Before reading or mutating data, check whether the slice needs current-user, tenant, organization, project, role, or permission scoping. Put cross-cutting business context in project plugins, then type the injected fields so handlers stay explicit.

Use explicit HTTP status codes for expected business, auth, permission, missing-resource, and conflict failures. Reserve plain unexpected failures for real internal errors.

Avoid generic helpers that hide validation, authorization, database access, or response contracts. A little repetition is acceptable when it makes the slice easier for agents and reviewers to understand.

Database Changes

When a slice changes data shape:

  • add a timestamped migration under src/db/migrations/**
  • update @faasjs/pg table declarations under src/db/tables/<table_name>.ts
  • keep table row types concrete
  • test important database behavior with @faasjs/pg-dev

Do not rely on broad Record<string, any> row shapes for business tables.

UI Changes

Use React and the FaasJS Ant Design path for business UI.

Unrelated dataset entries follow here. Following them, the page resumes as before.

PR #3917, opened 2022-09-09
fix(e2e): fix "eventually" helper in e2e tests

kuhe:
### Description
Fix the `eventually` helper function.

### Testing
```
npx cucumber-js --fail-fast -t @queues --format json:cucumber-report.json
```

### DIFF
--- a/features/extra/helpers.js
+++ b/features/extra/helpers.js
@@ -40,16 +40,15 @@ module.exports = {
     if (!options.backoff) options.backoff = 500;
     if (!options.maxTime) options.maxTime = 5;
 
-    const delay = options.delay;
-    //TODO: apply clock offset
-    const started = new Date();
+    let delay = options.delay;
+    const started = Date.now();
 
     const self = this;
     const retry = function () {
       callback();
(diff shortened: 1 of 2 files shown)


features/extra/helpers.js
```diff
@@ -40,16 +40,15 @@ module.exports = {
     if (!options.backoff) options.backoff = 500;
     if (!options.maxTime) options.maxTime = 5;
 
-    const delay = options.delay;
```
kuhe, line 43: This function has likely been broken for a very long time. `delay += options.backoff;` could never have worked with `const delay`. It's likely the `AWS.util.date.getDate()` call did not return a reasonable value and the retry did not happen, meaning previously passing e2e tests always succeeded on the first try of the `next.condition`.

trivikr: The `AWS.util.date.getDate()` is a remnant from AWS SDK for JavaScript (v2), which wouldn't have worked in v3.
Thanks for catching it!

trivikr (approved):

PR #3918, opened 2022-09-09
fix(e2e): clean up stale sqs queues before running sqs tests

kuhe:
### Testing
npx cucumber-js --fail-fast -t @sqs


trivikr (changes requested):
A better solution should be to perform cleanup under After or AfterEach call.

I've posted a PR to bump cucumber to latest version in https://github.com/aws/aws-sdk-js-v3/pull/3946, we can take up the cleanup after it's merged.

trivikr:
Replaced by https://github.com/aws/aws-sdk-js-v3/pull/3948

PR #3926, opened 2022-09-12
test(util-endpoints): add integration tests for resolving endpoint

trivikr:
### Issue
Internal JS-3566

### Description
Add integration tests for resolving endpoint

### Testing
Integration testing

```console
$ aws-sdk-js-v3> yarn test:integration
...
Test Suites: 3 passed, 3 total
Tests:       77 passed, 77 total
Snapshots:   0 total
Time:        8.435 s
Ran all test suites in 3 projects.
Done in 9.57s.

$ util-endpoints> yarn test src/resolveEndpoint.integ.spec.ts --config jest.config.integ.js
...
Test Suites: 1 passed, 1 total
Tests:       75 passed, 75 total
Snapshots:   0 total
Time:        3.278 s, estimated 4 s
Ran all test suites matching /src\/resolveEndpoint.integ.spec.ts/i.
Done in 4.19s.
```

---
By submitting this pull request, I confirm that you can use, modify, copy, and redistribute this contribution, under the terms of your choice.

PR #3909, opened 2022-09-07
chore(util-endpoints): add endpoint ruleset library specific to aws

trivikr:
### Issue
Internal JS-3541

### Description
Adds endpoint ruleset library specific to aws

### Testing
Unit testing

---
By submitting this pull request, I confirm that you can use, modify, copy, and redistribute this contribution, under the terms of your choice.

PR #3929, opened 2022-09-12
fix(util-endpoints): call multi-level functions from callFunction

trivikr:
### Issue
Noticed during integration tests in https://github.com/aws/aws-sdk-js-v3/pull/3926

### Description
The endpoint ruleset library specific to aws was added in https://github.com/aws/aws-sdk-js-v3/pull/3909

However, the callFunction method was not updated to call multi-level functions, i.e. call lib.aws.partition for function name "aws.partition"

This PR makes that change.

### Testing
Unit testing

---

### DIFF
--- a/packages/util-endpoints/src/utils/callFunction.ts
+++ b/packages/util-endpoints/src/utils/callFunction.ts
@@ -5,5 +5,5 @@ import { evaluateExpression } from "./evaluateExpression";
 export const callFunction = ({ fn, argv }: FunctionObject, options: EvaluateOptions): FunctionReturn => {
   const argvArray = argv.map((arg) => (typeof arg === "boolean" ? arg : evaluateExpression(arg, "arg", options)));
   // @ts-ignore Element implicitly has an 'any' type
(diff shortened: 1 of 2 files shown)


packages/util-endpoints/src/utils/callFunction.ts
```diff
@@ -5,5 +5,5 @@ import { evaluateExpression } from "./evaluateExpression";
 export const callFunction = ({ fn, argv }: FunctionObject, options: EvaluateOptions): FunctionReturn => {
   const argvArray = argv.map((arg) => (typeof arg === "boolean" ? arg : evaluateExpression(arg, "arg", options)));
   // @ts-ignore Element implicitly has an 'any' type
-  return lib[fn](...argvArray);
+  return fn.split(".").reduce((acc, key) => acc[key], lib)(...argvArray);
```
kuhe, line 8: minor naming issue: argvArray is "argument vector array", could instead be something like "evaluatedArguments"

kuhe (approved):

Prefer @faasjs/ant-design wrappers such as Form, Table, Description, Title, Tabs, Loading, and ErrorBoundary when they cover the scenario. Drop to raw Ant Design components only when the wrapper does not fit or the custom UI is clearer.

Keep feature UI state and request flow readable. After create, update, or delete flows, intentionally refresh, close, or invalidate the affected surface and show user feedback. Extract components, hooks, or helpers only when they are reused, create a real boundary, or simplify a large block.

Tests

Put API tests under the API folder's __tests__.

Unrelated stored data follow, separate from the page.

PR #3935, opened 2022-09-12
fix(util-endpoints): return null in parseArn for some empty elements

trivikr:
### Issue
Noticed during integration testing in https://github.com/aws/aws-sdk-js-v3/pull/3926

### Description
Return null in parseArn when partition, service or resourceId is empty

### Testing
Unit testing

---

### DIFF
--- a/packages/util-endpoints/src/lib/aws/parseArn.ts
+++ b/packages/util-endpoints/src/lib/aws/parseArn.ts
@@ -8,24 +8,11 @@ import { EndpointARN } from "@aws-sdk/types";
 export const parseArn = (value: string): EndpointARN | null => {
   const segments = value.split(":");
 
-  if (
-    segments.length < 6 ||
-    segments[0] !== "arn" ||
-    segments[1] === "" || // Partition is required.
-    segments[2] === "" || // Service is required.
-    segments[5] === "" // Resource ID is required.
-  )
-    return null;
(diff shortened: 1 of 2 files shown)


packages/util-endpoints/src/lib/aws/parseArn.ts
```diff
@@ -8,7 +8,14 @@ import { EndpointARN } from "@aws-sdk/types";
...
 
-  if (segments.length < 6 || segments[0] !== "arn") return null;
+  if (
+    segments.length < 6 ||
+    segments[0] !== "arn" ||
+    segments[1] === "" || // Partition is required.
+    segments[2] === "" || // Service is required.
+    segments[5] === "" // Resource ID is required.
+  )
+    return null;
```
kuhe, line 18: this could go below the named segmentation so you can check 

```
if (id !== "arn" || partition === "" || service === "" || resourceId[0] === "") ...
```

kuhe (approved):

packages/util-endpoints/src/lib/aws/parseArn.ts
trivikr: Added in [`e0195d4` (#3935)](https://github.com/aws/aws-sdk-js-v3/pull/3935/commits/e0195d4acc18202773b477df8762b8740280a7f3)

PR #3963, opened 2022-09-16
chore(clients): regenerate clients with DirectedCodegen

gosar:
Based on running `yarn generate-clients` on top of using smithy-typescript changes in https://github.com/awslabs/smithy-typescript/pull/585.

On 8/31 there were no diffs. On 9/15 when I rebase and regenerate, I do not expect any diff, but I'm seeing this diff, just in 1 client - identitystore. It is just moving couple of exceptions to a different location. I don't know why there is this diff and just for this one client - not sure what is special about it. Between 8/31-9/15 the [only changes](https://github.com/awslabs/smithy-typescript/compare/d14731f006c8d73881cab2bc947113e5918bf997..2159d71300e4922c59c468cdb5ccb71ae055fe1f) in smithy-typescript are rebasing and adding the EndpointV2 logic to DirectedTypeScriptCodegen (what used to be in CodegenVistor, which is deleted in favor of DirectedTypeScriptCodegen).

---


trivikr (approved):

trivikr:
I'm also not sure why the rearrangement is happening.
But verified that rearrangement happens in my local workspace too.

This PR looks good to me. If the situation affects more clients, we'll prioritize sorting the models.

PR #7764, opened 2026-02-22
fix(util-dynamodb): replace InstanceType that resolves to any in NativeAttributeValue

### LINKED ISSUE #7526: `NativeAttributeValue` type is `any`

### Describe the bug

The exported type `NativeAttributeValue` is resolved (in my IDE) to `any`, so my inputs are not validated

### Regression Issue

### SDK version number

@aws-sdk/lib-dynamodb@3.939.0, @aws-sdk/util-dynamodb@3.939.0

Node.js

v22.18.0

### Reproduction Steps

```js
import { NativeAttributeValue } from '@aws-sdk/lib-dynamodb';
```

### Observed Behavior

When hovering the type, I'm seeing `type NativeAttributeValue = any`

### Expected Behavior

I should see a more complex type, as it seems to be intended 

something like `type NativeAttributeValue = NativeScalarAttributeValue | {
    [key: string]: NativeAttributeValue;
} | NativeAttributeValue[] | ...`

### Possible Solution

that seems to be caused by this part of the type: `InstanceType<{ new (...args: any[]): any; }>`

_No response_

TrevorBurnham:
Fixes #7526

## Problem

The `NativeAttributeValue` type in `@aws-sdk/util-dynamodb` resolves to `any` in IDEs and type checking. This is because the union includes:

```ts
InstanceType<{ new (...args: any[]): any }>
```

which TypeScript evaluates to `any`, poisoning the entire union type. As a result, users get no type validation when using `NativeAttributeValue`.

## Solution

Replace `InstanceType<{ new (...args: any[]): any }>` with `object`.

The intent of that union member was to accept class instances when `convertClassInstanceToMap` is enabled. At the type level, class instances are `object`s, so `object` correctly represents this without collapsing the union to `any`.

The `object` type in TypeScript represents all non-primitive values, which includes class instances, plain objects, arrays, etc. Since the other union members already cover arrays, records, and Sets specifically, the `object` member serves as the catch-all for class instances as originally intended.

### DIFF
--- a/packages/util-dynamodb/src/models.spec.ts
+++ b/packages/util-dynamodb/src/models.spec.ts
@@ -1,0 +1,34 @@
+import { describe, expect, it } from "vitest";
+
+import type { NativeAttributeValue } from "./models";
+
+describe("NativeAttributeValue type", () => {
+  it("should not resolve to any (should reject values not in the union)", () => {
+    // This test validates that NativeAttributeValue is not `any`.
+    // If the type were `any`, assigning a symbol would be allowed at compile time.
+    // With a proper union type, symbols are not assignable to NativeAttributeValue.
+    //
+    // We verify at runtime that the known members of the union are accepted.
+    const stringVal: NativeAttributeValue = "hello";
+    const numberVal: NativeAttributeValue = 42;
+    const boolVal: NativeAttributeValue = true;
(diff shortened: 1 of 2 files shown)


kuhe:
will be included in https://github.com/aws/aws-sdk-js-v3/issues/8154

For non-API tests, use the same feature-local layout principle: place React, job, CLI, helper, or integration tests in the __tests__ folder inside the feature, job, utility, or slice folder they cover instead of centralizing them under a detached package-level test tree.

Test the behavior that defines the slice:

  • valid input and expected output
  • validation failures and important error paths
  • database writes, reads, ordering, and counts when relevant
  • permission, tenant, or current-user behavior when a plugin or scoped query affects the API
  • UI request flow when the page contains meaningful interaction

Avoid wide mocks that bypass FaasJS plugins, validation, or database behavior unless the test is intentionally unit-scoped.

Agent Workflow

When asking an AI coding agent to add or change a feature, describe the slice instead of asking for a generator command.

Good prompt shape:

Add a users feature with a list UI, create API, PostgreSQL migration, table types, and API tests. Follow the FaasJS curated stack and keep files under src/features/users.

The agent should:

  • inspect nearby slices and guides first
  • create or update all files needed for the vertical behavior
  • include auth, tenant, and permission scope when the data is user- or organization-specific
  • keep business-specific concerns in app code or plugins
  • run the smallest meaningful tests
  • avoid unrelated refactors

Why Not Rails-style Generators

Rails generators help humans create repetitive structure. FaasJS assumes AI coding agents can write that structure directly when conventions, examples, schemas, and tests are clear.

Invest in better slices, examples, and docs before adding generator commands. Add a generator only when it clearly improves the curated path and cannot be replaced by better conventions or examples.